Goal of the exercise - From the material below, copy out each line with the word "release" in it.

Working data -
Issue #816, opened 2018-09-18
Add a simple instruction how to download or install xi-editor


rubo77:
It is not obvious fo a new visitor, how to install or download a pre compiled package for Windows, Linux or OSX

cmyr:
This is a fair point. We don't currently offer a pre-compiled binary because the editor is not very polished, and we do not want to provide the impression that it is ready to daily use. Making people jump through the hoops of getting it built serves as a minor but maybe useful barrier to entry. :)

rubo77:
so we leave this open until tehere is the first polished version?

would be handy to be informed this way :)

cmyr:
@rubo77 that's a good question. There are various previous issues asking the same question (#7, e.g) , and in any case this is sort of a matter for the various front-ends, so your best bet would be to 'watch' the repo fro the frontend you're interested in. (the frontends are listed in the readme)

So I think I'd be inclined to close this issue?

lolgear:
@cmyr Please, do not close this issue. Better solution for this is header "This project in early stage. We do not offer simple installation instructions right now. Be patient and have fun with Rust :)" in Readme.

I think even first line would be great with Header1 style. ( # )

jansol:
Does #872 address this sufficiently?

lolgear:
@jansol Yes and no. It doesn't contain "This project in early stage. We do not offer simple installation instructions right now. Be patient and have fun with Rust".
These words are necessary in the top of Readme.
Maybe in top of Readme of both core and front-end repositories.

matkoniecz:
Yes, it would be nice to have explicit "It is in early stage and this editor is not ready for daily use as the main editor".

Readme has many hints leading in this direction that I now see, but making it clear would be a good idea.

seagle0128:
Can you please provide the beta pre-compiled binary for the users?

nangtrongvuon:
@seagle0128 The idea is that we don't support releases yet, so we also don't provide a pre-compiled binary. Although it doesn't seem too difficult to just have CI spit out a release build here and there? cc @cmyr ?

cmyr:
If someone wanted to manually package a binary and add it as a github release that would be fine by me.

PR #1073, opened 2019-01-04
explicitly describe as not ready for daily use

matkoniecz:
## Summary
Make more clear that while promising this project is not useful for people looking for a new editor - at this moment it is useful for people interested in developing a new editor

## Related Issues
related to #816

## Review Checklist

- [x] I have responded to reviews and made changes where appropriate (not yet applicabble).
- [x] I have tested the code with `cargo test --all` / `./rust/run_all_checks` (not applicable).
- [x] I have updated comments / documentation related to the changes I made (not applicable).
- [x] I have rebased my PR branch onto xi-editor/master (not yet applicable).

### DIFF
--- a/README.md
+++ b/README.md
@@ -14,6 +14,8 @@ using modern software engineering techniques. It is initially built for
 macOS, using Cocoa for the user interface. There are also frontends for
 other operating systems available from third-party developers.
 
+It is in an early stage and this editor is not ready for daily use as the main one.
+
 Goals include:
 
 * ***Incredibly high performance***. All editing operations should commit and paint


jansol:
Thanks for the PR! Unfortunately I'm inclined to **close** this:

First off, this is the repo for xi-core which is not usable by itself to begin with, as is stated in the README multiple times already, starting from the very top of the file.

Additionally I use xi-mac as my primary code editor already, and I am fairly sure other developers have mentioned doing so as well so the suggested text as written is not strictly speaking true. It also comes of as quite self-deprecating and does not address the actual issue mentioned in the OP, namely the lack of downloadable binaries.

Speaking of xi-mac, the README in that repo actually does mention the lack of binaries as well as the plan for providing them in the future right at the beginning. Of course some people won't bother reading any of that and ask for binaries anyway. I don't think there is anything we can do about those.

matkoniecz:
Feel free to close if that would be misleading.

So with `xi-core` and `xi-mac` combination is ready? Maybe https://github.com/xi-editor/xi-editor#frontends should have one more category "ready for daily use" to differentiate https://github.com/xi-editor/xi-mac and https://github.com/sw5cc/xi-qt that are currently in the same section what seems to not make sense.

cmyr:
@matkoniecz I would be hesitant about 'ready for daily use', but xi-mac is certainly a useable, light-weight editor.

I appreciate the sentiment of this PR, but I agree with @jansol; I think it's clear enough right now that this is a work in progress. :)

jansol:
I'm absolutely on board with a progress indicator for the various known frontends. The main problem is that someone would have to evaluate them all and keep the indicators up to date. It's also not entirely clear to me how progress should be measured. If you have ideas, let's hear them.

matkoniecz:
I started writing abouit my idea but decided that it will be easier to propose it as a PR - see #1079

==

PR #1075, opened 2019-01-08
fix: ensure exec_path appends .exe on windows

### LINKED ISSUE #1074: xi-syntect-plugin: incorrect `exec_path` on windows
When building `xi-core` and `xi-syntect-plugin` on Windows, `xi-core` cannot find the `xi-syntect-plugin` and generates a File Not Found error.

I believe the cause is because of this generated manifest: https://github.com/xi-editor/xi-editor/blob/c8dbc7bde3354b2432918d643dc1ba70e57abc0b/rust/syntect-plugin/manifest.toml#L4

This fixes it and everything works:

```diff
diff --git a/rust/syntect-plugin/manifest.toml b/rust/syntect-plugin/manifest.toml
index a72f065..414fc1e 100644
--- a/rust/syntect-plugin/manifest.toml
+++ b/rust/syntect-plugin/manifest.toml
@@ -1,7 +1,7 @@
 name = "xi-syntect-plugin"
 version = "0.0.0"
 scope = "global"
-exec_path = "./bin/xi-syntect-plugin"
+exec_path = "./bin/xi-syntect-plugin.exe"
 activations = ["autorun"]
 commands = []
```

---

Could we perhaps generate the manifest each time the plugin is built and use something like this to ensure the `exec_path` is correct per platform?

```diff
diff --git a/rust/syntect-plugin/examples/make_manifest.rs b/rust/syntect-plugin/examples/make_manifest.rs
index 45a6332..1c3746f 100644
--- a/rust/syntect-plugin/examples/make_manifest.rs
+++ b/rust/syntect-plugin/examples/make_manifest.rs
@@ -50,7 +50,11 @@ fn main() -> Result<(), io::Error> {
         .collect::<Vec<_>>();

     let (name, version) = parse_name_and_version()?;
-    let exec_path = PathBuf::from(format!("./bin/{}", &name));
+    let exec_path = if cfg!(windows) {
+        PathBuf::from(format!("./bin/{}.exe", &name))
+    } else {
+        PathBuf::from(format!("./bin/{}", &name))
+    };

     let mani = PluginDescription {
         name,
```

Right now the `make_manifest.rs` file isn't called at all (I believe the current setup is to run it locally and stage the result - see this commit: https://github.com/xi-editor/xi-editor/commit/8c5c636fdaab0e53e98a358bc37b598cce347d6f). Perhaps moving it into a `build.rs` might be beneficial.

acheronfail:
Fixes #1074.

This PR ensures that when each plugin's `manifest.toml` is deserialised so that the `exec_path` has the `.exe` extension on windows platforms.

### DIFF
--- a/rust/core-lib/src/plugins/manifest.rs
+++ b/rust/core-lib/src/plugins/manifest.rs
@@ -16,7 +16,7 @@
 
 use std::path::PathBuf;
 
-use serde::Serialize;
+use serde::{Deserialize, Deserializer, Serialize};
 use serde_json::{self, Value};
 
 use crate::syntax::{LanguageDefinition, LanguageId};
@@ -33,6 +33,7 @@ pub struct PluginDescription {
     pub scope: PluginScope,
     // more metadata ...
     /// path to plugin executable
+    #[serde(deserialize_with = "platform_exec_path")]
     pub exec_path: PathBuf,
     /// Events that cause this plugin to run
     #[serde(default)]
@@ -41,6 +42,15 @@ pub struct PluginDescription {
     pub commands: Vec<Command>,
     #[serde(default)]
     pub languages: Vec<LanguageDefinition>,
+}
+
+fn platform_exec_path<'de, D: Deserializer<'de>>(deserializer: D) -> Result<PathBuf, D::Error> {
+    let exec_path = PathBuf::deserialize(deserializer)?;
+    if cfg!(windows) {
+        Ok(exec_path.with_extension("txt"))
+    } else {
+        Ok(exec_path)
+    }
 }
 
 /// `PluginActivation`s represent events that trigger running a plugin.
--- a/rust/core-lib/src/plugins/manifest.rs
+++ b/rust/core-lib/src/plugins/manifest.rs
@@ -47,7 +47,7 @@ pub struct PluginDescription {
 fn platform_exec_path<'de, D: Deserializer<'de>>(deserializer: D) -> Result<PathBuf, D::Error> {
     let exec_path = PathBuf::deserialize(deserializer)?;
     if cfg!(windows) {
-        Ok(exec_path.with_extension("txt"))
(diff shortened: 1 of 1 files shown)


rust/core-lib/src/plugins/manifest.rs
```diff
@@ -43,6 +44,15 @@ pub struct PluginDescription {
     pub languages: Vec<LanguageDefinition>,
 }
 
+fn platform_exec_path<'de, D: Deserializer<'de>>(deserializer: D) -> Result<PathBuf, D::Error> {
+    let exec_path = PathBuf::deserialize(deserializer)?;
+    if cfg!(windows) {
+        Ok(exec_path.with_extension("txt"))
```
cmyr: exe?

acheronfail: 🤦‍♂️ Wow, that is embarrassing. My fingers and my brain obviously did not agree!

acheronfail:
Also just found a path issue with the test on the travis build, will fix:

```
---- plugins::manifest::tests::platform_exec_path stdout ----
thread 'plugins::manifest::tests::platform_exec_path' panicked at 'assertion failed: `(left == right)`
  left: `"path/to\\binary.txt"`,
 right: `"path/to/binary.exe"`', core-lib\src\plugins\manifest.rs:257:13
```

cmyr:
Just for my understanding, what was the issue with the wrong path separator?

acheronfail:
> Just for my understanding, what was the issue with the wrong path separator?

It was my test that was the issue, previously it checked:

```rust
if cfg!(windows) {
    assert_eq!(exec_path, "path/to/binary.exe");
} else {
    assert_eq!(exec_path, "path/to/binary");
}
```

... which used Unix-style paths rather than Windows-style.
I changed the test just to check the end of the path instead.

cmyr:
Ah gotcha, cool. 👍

Answer -
@seagle0128 The idea is that we don't support releases yet, so we also don't provide a pre-compiled binary. Although it doesn't seem too difficult to just have CI spit out a release build here and there? cc @cmyr ?
If someone wanted to manually package a binary and add it as a github release that would be fine by me.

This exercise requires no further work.